Minha lembrança mais antiga da minha tia são os brigadeiros.
Ela fazia brigadeiros todas as vezes que íamos para a casa da minha avó
no interior.
E eram para nós, para mim e para meus dois irmãos, para mais ninguém.
Macios, saborosos, eu nunca mais, desde que ela faleceu, experimentei
brigadeiros tão gostosos. Chocolate belga, chocolate importado, sabores
diferentes...nada consegue se comparar ao sabor dos brigadeiros da tia Nice.

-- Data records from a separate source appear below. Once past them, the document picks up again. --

PR #111, opened 2018-01-19
fix sanitize function to collapse empty tags

dirk-thomas:
Fixes ros-infrastructure/ros_buildfarm#497.

Currently the sanitize function doesn't remove empty text nodes. As a consequence tags which are empty but contain a text node with no content are not collapsed.

As a consequence the xml fetched and stored in the cache in the first time doesn't stay the same when it is being reloaded from the cache and parsed again. The second parse will collapse the empty tags which makes the xml not equal.


mikepurvis:
👍

Issue #116, opened 2018-02-21
Wrap source repo package xmls in an object


mikepurvis:
Right now when you call `get_source_repo_package_xmls`, you get back the dict directly from the cache, but this is sucky because in order to iterate it you have to manually remove the `_ref` key that stores the SHA of the repo at the time the cache was captured.

Rather, there should be a `SourceRepoCache` object returned that implements `__getitem__`, `__iter__`, `__len__`, `keys` to expose the XML strings, but has a separate interface for getting the git reference information.

Prompted by the confusion in this discussion: https://github.com/ros-infrastructure/rosinstall_generator/pull/44#discussion_r169417262

dirk-thomas:
Addressed by #117.

PR #117, opened 2018-02-22
Add new SourceRepositoryCache class.

mikepurvis:
Addresses #116.

Testing was by rebuilding caches of my [toy rosdistro](https://github.com/mikepurvis/rosdistro-minimal) with and without the `--include-source` option, and with and without `--preclean`.

On the consumption side, I checked that `rosinstall_generator` still does the right thing with and without `--upstream-development` and against caches which do and do not have a source cache included.

### DIFF
--- a/src/rosdistro/distribution_cache.py
+++ b/src/rosdistro/distribution_cache.py
@@ -38,6 +38,7 @@ import sys
 from . import logger
 from .distribution_file import create_distribution_file
 from .package import Package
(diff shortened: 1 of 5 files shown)


dirk-thomas:
Beside my [cosmetic change](https://github.com/ros-infrastructure/rosdistro/pull/117/commits/9c524f9c118a86dfef3721f65001898785cabaa6) this looks good to me. I am going to merge and release this. Thank you!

Eu me lembro da festa que era para nós, raspar o fundo da panela, ainda
quente, quase queimando a língua.
Depois que ela se foi, eu nunca mais tive o prazer de raspar o fundo de
uma panela de brigadeiro. Na verdade, eu nunca mais senti vontade de fazer
isso.
E eu nunca, nem uma vez em quase 30 anos, cheguei perto de um fogão para
fazer este doce.
Era algo inconsciente, algo que eu não queria fazer porque eu acreditava
que os brigadeiros deveriam ser algo que só ela poderia fazer para mim.

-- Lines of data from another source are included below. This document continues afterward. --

PR #124, opened 2018-10-27
Add ros version from REP 153

dirk-thomas:
Implementing the change from ros-infrastructure/rep#181

### DIFF
--- a/src/rosdistro/__init__.py
+++ b/src/rosdistro/__init__.py
@@ -65,7 +65,7 @@ __version__ = '0.6.9'
 
 # index information
 
-DEFAULT_INDEX_URL = 'https://raw.githubusercontent.com/ros/rosdistro/master/index.yaml'
+DEFAULT_INDEX_URL = 'https://raw.githubusercontent.com/ros/rosdistro/master/index-v4.yaml'
 
 
 def get_index_url():
--- a/src/rosdistro/index.py
+++ b/src/rosdistro/index.py
@@ -83,7 +83,12 @@ class Index(object):
                         else:
                             assert False
                     else:
-                        assert False, 'unknown key "%s"' % key
+                        if self.version <= 3:
+                            assert False, 'unknown key "%s"' % key
+                        # ignoring unknown keys
+                        # in order to allow adding new ones in the future
+                        # without the need to level the version
+                        continue
 
                     self.distributions[distro_name][key] = []
                     value = distro_data[key]
--- a/src/rosdistro/index.py
+++ b/src/rosdistro/index.py
@@ -46,8 +46,8 @@ class Index(object):
         assert data['type'] == Index._type, "Expected file type is '%s', not '%s'" % (Index._type, data['type'])
 
         assert 'version' in data, 'Index file lacks required version information'
-        assert int(data['version']) > 1, "Unable to handle '%s' format version '%d' anymore, please update your '%s' file to version '2' or '3'" % (Index._type, int(data['version']), Index._type)
-        assert int(data['version']) in [2, 3], "Unable to handle '%s' format version '%d', please update rosdistro (e.g. on Ubuntu/Debian use: sudo apt-get update && sudo apt-get install --only-upgrade python-rosdistro)" % (Index._type, int(data['version']))
+        assert int(data['version']) > 1, "Unable to handle '%s' format version '%d' anymore, please update your '%s' file to version '2', '3', or '4'" % (Index._type, int(data['version']), Index._type)
+        assert int(data['version']) in [2, 3, 4], "Unable to handle '%s' format version '%d', please update rosdistro (e.g. on Ubuntu/Debian use: sudo apt-get update && sudo apt-get install --only-upgrade python-rosdistro)" % (Index._type, int(data['version']))
         self.version = int(data['version'])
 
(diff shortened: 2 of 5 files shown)


dirk-thomas:
@jspricke @lepalom FYI. Once this is rolled out and the `rosdistro` repo is being updated to use the new index format 4 the existing Debian package of `python-rosdistro` won't be able to read the file anymore.

I am not sure if it is feasible to just release the latest version of the package (will become 0.7) or if a minimal patch to make it continue working without fully supporting format 4 is more realistic.

jspricke:
Hey Dirk, thanks for the heads up. For the package in Debian testing, there is no problem with integrating a new version (it will be frozen 2019-Jan-12, so enough time). For the stable Ubuntu versions we could ask for an SRU with a minimal patch, after we integrated the new version.

Without reading the complete discussion, can't both format be provided side by side in different URIs? This would probably help a lot of existing users (like Magazino ;) ).

dirk-thomas:
> Without reading the complete discussion, can't both format be provided side by side in different URIs?

We could create a `index-v3.yaml` file which sticks to the current format, The only downside would be that we have to maintain both files for an undefined duration into the future.

jspricke:
I would rather go for a `index-v4.yaml` and keep the old URI and yes, I would vote for keeping the old API.

dirk-thomas:
Introducing a `index-v4.yaml` file sounds appealing since it doesn't force users to upgrade. The following steps are the things which came to my mind so far which need to happen for that:

* create the new file in the `rosdistro` repo, using version 4 and adding metadata
* update unit tests in the `rosdistro` repo to ensure both files don't diverge
* release a new minor version of `python-rosdistro` adding support for index format version 4
  * I would assume this release will also change the [default URL](https://github.com/ros-infrastructure/rosdistro/blob/df28723d0d2e12b52cd81867d03ed4c979187e3a/src/rosdistro/__init__.py#L68) to point to the new v4 index
* the [buildfarm configuration](https://github.com/ros-infrastructure/ros_buildfarm_config/blob/f352ee53a813431f3eecf1a545efc27d61b756c7/index.yaml#L119) needs to be updated to point to the new v4 index, then all maintenance jobs need to be reconfigured once, that is only the case for ROS 2 distributions, for ROS 1 distributions the code can be updated to fallback gracefully if the `distribution_type` isn't available
* for every new ROS distro both files have to be updated in the same way (a rather small price to pay for the gained backward compatibility)

I am not sure if this list is comprehensive though? Are there any other places where a hard coded `ROSDISTRO_INDEX_URL` is being used?

jspricke:
Sounds good to me.
I'm not sure if it makes sense to switch to the new format directly, maybe only if we talk about ROS2 or add a command line switch. There seem to be a lot of users of the old format and I guess we would break a lot of stuff easily: https://github.com/search?q=rosdistro%2Fmaster%2Findex.yaml&type=Code

dirk-thomas:
> I'm not sure if it makes sense to switch to the new format directly, maybe only if we talk about ROS2 or add a command line switch.

I am not sure I understand your concern. If a user has the old version of the Python package installed it will continue to use the v3 index. If the upcoming version is installed it will default to the v4 index - but since this version of `python-rosdistro` can handle that format there shouldn't be any change in behavior (except more information being available in the `dict` about a distribution). Maybe you can clarify why you think this should be delayed?

jspricke:
A normal use case is to extend the rosdistro with your own (private) repos. Depending on how this is implemented, I assume we could break existing tools and workflows. Also, if it's not need for ROS1, I would be conservative here and see how it works out first.

dirk-thomas:
> A normal use case is to extend the rosdistro with your own (private) repos. Depending on how this is implemented, I assume we could break existing tools and workflows.

@jspricke Can you please describe a concrete workflow and how it is affected by this.

> Also, if it's not need for ROS1, I would be conservative here and see how it works out first.

The goal is merge both `rosdistro` repos before the Crystal release. So there will be only one index file.

nuclearsandwich:
> I am not sure if this list is comprehensive though? Are there any other places where a hard coded `ROSDISTRO_INDEX_URL` is being used?

The configuration for build.ros2.org lives in https://github.com/ros2/ros_buildfarm_config at the moment rather than ros-infrastructure. Other than that I can't think of anything else off the top of my head.

dirk-thomas:
I created a `index-v4.yaml` file in ros/rosdistro#19415. It does the very same content as the existing `index.yaml` file and a test ensured both don't diverge from each other. So new distros are being added to both files where only the v4 one will have the additional metadata.

Existing `python-rosdistro` installation will continue to use the `index.yaml` file. In the future they might "see" ROS 2 distros in the index file though. But the same is the case as soon as they update to a newer version of the Python package which defaults to use the v4 index. So keeping ROS 2 distros out of the v3 index would only make a difference on systems where `python-rosdistro` is never being updated.

dirk-thomas:
In 4d852ae9dafb20ce38d7b1148c1cdc701ffedbc4 I relaxed the check that unknown keys raised before. As of index v4 unknown keys are just ignored.

wjwwood (approved):

missangkanathongchai694-netizen (commented):
Only just back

Mas hoje, quando a minha filha comentou que o namorado dela adorava
brigadeiros de ovomaltine, algo dentro de mim se acendeu e eu senti uma vontade
imensa de fazer para ele um doce que sempre foi para mim o mais delicioso do
mundo e que, nos últimos 30 anos, tinha perdido para mim, toda a graça.
E, resoluta, cheguei ao fogão munida dos ingredientes e meus olhos se
encheram de lágrimas ao me lembrar dela, de bermuda e camiseta, mexendo a
colher de pau no fogão da cozinha da casa da minha avó enquanto eu olhava, quase que hipnotizada para as mãos dela se movendo sem parar até dar o ponto certo do doce.
Naquele instante eu percebi que fazer aquele brigadeiro seria para mim
muito mais do que um agrado para alguém que eu amo, seria também a homenagem a
alguém que eu amei como se fosse minha mãe e que eu sei que me amou como a
filha que ela nunca teve.
E a tia Nice estava lá, comigo, mexendo naquela panela, deixando o doce
perfeito, do jeitinho que ela sempre fazia e eu percebi então que aquele sabor
inigualável, que ninguém até hoje conseguiu reproduzir para mim não estava nos
ingredientes que ela usava e sim no amor que ela colocava em cada gesto da
preparação, estava no carinho e na alegria com que ela fazia aquele doce,
pensando em nossa própria alegria quando fôssemos comê-lo.
Fico então pensando em como a morte de alguém que
amamos nos priva não apenas da presença destas pessoas mas também destes
pequenos gestos deles para nós e que nos fazem tanta falta quando não
existem mais.
Mas eu percebi que estes gestos não precisam morrer
com eles, basta que nós os perpetuemos em nosso dia-a-dia, com as pessoas que
amamos, para que eles continuem conosco, acalentando nossa alma e nosso
coração.
Hoje, eu descobri que a tia Nice ainda vive em mim.
Ela sempre esteve comigo. Apenas que eu, sem saber, a mantive escondida nos
recantos das minhas lembranças, mantendo-a só para mim. E o gesto de raspar o fundo da panela de brigadeiro, algo que fiz novamente hoje, pela primeira vez em tantos anos, não me acarretou nenhuma tristeza, muito pelo contrário, senti uma imensa alegria experimentando o brigadeiro ainda quente e eu quase pude vê-la novamente ao meu lado sorrindo, feliz da vida, simplesmente porque eu estava feliz.
Agora eu descobri que não precisava deixar estas lembranças tão boas escondidas dentro de mim. Não foi doloroso lembrar, sentir. Foi, na verdade, muito bom descobrir que posso perpetuar um gesto tão lindo que ela fazia para mim.
É claro que meu brigadeiro não tem o mesmo gosto que o dela tinha afinal, eu não utilizei os mesmos ingredientes, mas tenho certeza de que ele ficou exatamente com o mesmo sabor incomparável que ela colocava em tudo o que ela fazia para mim, o sabor que aqueles que amam imprimem em tudo o que fazem : amor.
É claro que meu brigadeiro não tem o mesmo gosto que o dela tinha afinal, eu não utilizei os mesmos ingredientes, mas tenho certeza de que ele ficou exatamente com o mesmo sabor incomparável que ela colocava em tudo o que ela fazia para mim, o sabor que aqueles que amam imprimem em tudo o que fazem : amor.